→ **YOUR OBJECTIVE**: Report each line of the data that has "shown" somewhere in it.

---+---

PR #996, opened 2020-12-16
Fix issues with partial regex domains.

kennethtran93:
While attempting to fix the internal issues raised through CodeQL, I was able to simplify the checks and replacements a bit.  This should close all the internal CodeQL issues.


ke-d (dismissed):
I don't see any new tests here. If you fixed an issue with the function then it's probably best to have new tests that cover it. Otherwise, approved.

---+---

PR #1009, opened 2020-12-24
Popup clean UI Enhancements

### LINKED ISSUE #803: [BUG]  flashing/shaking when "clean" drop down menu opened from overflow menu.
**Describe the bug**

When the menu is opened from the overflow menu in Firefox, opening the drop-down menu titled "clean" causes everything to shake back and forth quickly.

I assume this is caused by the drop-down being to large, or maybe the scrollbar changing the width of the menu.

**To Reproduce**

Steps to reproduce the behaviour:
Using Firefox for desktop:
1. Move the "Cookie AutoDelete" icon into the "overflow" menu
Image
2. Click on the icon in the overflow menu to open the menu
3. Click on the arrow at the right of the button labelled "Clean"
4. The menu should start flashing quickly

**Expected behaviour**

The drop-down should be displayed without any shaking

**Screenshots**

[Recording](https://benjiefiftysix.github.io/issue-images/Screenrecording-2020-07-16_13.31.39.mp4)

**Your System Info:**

---+---

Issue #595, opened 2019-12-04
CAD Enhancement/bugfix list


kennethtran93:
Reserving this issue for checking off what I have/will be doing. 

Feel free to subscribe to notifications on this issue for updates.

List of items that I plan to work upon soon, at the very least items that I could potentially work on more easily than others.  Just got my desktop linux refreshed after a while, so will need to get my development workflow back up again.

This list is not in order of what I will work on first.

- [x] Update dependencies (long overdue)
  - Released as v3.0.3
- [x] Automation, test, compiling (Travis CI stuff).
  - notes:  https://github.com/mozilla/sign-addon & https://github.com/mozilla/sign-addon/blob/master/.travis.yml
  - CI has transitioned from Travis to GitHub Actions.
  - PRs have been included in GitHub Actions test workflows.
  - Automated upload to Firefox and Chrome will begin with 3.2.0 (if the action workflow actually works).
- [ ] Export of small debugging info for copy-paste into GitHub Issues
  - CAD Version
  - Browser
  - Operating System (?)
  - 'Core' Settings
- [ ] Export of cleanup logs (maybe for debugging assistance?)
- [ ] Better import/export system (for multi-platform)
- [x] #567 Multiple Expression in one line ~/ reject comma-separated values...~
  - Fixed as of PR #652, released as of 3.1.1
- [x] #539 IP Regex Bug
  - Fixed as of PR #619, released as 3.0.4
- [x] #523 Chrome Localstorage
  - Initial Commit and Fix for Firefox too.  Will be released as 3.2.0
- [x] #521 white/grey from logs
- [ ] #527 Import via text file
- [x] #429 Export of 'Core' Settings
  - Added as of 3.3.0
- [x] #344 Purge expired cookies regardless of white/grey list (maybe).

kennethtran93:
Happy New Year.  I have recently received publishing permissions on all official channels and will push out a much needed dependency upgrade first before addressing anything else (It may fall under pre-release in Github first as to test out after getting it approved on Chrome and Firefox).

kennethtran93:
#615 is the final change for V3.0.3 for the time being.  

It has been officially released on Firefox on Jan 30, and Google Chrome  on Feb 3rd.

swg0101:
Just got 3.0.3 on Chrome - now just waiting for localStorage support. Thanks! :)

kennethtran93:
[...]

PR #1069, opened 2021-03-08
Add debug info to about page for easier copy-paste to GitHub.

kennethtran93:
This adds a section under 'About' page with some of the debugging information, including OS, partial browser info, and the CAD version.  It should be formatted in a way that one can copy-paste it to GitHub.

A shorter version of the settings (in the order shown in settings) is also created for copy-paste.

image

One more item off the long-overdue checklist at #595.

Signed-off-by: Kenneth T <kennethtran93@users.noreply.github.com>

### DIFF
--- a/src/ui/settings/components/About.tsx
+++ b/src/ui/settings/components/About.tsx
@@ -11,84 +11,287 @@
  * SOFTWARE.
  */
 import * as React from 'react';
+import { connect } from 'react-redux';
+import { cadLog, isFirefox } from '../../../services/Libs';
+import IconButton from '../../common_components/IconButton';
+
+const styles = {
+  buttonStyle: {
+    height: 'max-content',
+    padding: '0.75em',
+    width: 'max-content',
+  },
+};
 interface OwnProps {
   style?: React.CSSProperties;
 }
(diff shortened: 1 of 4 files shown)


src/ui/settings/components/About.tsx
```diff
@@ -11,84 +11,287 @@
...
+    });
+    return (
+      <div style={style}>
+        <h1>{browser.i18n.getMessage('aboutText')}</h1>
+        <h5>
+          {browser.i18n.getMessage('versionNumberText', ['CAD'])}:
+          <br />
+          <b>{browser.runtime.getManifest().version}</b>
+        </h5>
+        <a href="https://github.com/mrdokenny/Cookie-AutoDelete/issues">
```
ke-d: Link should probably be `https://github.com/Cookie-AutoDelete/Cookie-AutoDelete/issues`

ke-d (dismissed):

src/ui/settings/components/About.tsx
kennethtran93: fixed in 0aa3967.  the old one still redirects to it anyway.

---+---

→ **SOLUTION TO THE PROBLEM**:
A shorter version of the settings (in the order shown in settings) is also created for copy-paste.
(diff shortened: 1 of 4 files shown)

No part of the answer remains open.